Significant clinical differences were observed: limb numbness was more prevalent in M-AFP, while myalgia was more common in NM-AFP. Elevated cerebrospinal fluid white blood cell (CSF WBC) counts were noted in M-AFP cases, though the difference was not statistically significant. Etiologies of M-AFP included multiple sclerosis and enterovirus infections, while NM-AFP involved polymyositis, Guillain-Barré syndrome, and hypokalemic periodic paralysis.

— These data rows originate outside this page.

PR #1947, opened 2026-09-04
Wallet: prefilter masternode collateral scans

navidR:
## PR intention

Check collateral membership before running Spark ownership and spent-state checks during the startup wallet scan, preserving the existing locks and collateral-locking rules.

## Code changes brief

Add coverage for internal and external collateral, watch-only and spent outputs, manual locks, and repeated scans.
Debug wallet and deterministic-masternode tests pass, and startup was verified against the existing 1,024-spend regtest fixture.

This study highlights the distinct clinical and etiological profiles of M-AFP and NM-AFP, emphasizing the need for tailored diagnostic strategies to enhance outcomes in pediatric patients.
急性弛缓性麻痹(AFP)是一种临床综合征,其特征为肌肉无力或麻痹突然发作,因其具有导致严重发病和死亡的可能性,故需要立即进行医学干预。尽管对AFP进行了广泛研究,但脊髓炎相关AFP(M-AFP)病例与非脊髓炎相关AFP(NM-AFP)之间的比较分析仍然很少。本研究旨在通过分析这些组之间的人口统计学、临床和病因学差异来填补这一空白。

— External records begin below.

Issue #316, opened 2024-02-12
Environment variables from file


mjmeintjes:
I'd like to get the sensitive environment variables (like S3 keys) from a file instead of having them directly in the config file.

So similar to the `password-file` option, maybe have an `env-file` in addition to the current `env` option.

creativeprojects:
Yeah I suppose that shouldn't be difficult to implement 🤔

jkellerer:
@creativeprojects , I'll take this one.

jkellerer:
... and for later maybe: re-evaluate profile if env changed.

PR #323, opened 2024-02-18
env-file: Implement dotenv and {{env}} support

jkellerer:
Implementation of #316

Supporting:

* `env-file` in profiles:

   ```yaml
     my-profile:
       env-file: /path/to/.env
   ```

* `{{env}}` function to get a temporary .env file that can be used to adjust the environment between shell command runs:

   ```yaml
     my-profile:
       run-before: echo "VAR=WORLD" >> "{{env}}"
       backup:
         run-before: echo "Hello $VAR"
   ```


creativeprojects:
I can see there are still some broken links in the documentation since the latest version of Hugo 😞 
Maybe I should just pin the version for now 🤔 that's annoying

creativeprojects (commented):
GitHub doesn't seem to let me add comments on lines that haven't been changed, or am I going mad? 🤔  

Anyway... in the functions `runShellCommands` and `runFinalShellCommands` we create the environment only once for the list of commands. So if we declare a variable in the first command, we wouldn't have it available in the second one (and so forth).

I suppose it could be useful in case we want to do something like:

```yaml
run-before:
  - "echo \"USER=GUEST\" >> {{ env }}"
  - "echo \"HOME=/home/$USER\" >> {{ env }}"
```

...which is actually a terrible example because `godotenv` library would take care of it for us 🤣 

Do we need to restore the environment on each line?

jkellerer:
Rebased and updated so that env is created for every shell command invocation. Done from my side.

creativeprojects (approved):
LGTM.
Tried on my side and it works all fine 👍🏻 

Although I was thinking about moving the "setting up environment variables" debug to trace level instead as it's becoming quite verbose 🤔

jkellerer:
Agree that it all became too verbose with the `--verbose` flag enabled. Still I think changes to the env is an important log output. I've reduced unfiltered-log to trace level and changed the env log to display the full env only when it was changed.

E.g. it now looks like this:

```
/resticprofile --verbose containers.backup
2024/03/10 14:09:29 resticprofile 0.27.0-dev
2024/03/10 14:09:29 using configuration file: /etc/resticprofile/profiles.yaml
...
2024/03/10 14:09:29 profile 'containers': initializing repository (if not existing)
2024/03/10 14:09:29 command environment:
TMPDIR=/tmp

2024/03/10 14:09:29 starting command: /usr/bin/restic init ...
2024/03/10 14:09:29 starting run-before backup on profile 1/1
2024/03/10 14:09:29 command environment: reusing previous
Create a readonly snapshot of '/opt/containers' in '/opt/snapshot_containers'
2024/03/10 14:09:29 profile 'containers': starting 'backup'
2024/03/10 14:09:29 command environment: reusing previous
2024/03/10 14:09:29 starting command: /usr/bin/restic backup ... /opt/snapshot_containers
```

creativeprojects:
> Agree that it all became too verbose with the `--verbose` flag enabled. Still I think changes to the env is an important log output. I've reduced unfiltered-log to trace level and changed the env log to display the full env only when it was changed.

Perfect!
Thanks 😉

对2012年至2021年期间诊断的39例儿科AFP患者进行了回顾性研究。根据临床症状和诊断成像,将参与者分为M-AFP组(n = 22)和NM-AFP组(n = 17)。分析人口统计学和临床特征、实验室检查结果及潜在病因,以确定两组之间的差异。采用统计方法评估显著性。
观察到显著的临床差异:肢体麻木在M-AFP中更普遍,而肌痛在NM-AFP中更常见。M-AFP病例的脑脊液白细胞(CSF WBC)计数升高,尽管差异无统计学意义。M-AFP的病因包括多发性硬化症和肠道病毒感染,而NM-AFP涉及多发性肌炎、吉兰-巴雷综合征和低钾性周期性麻痹。
本研究突出了M-AFP和NM-AFP不同的临床和病因学特征,强调需要制定针对性的诊断策略以改善儿科患者的治疗结果。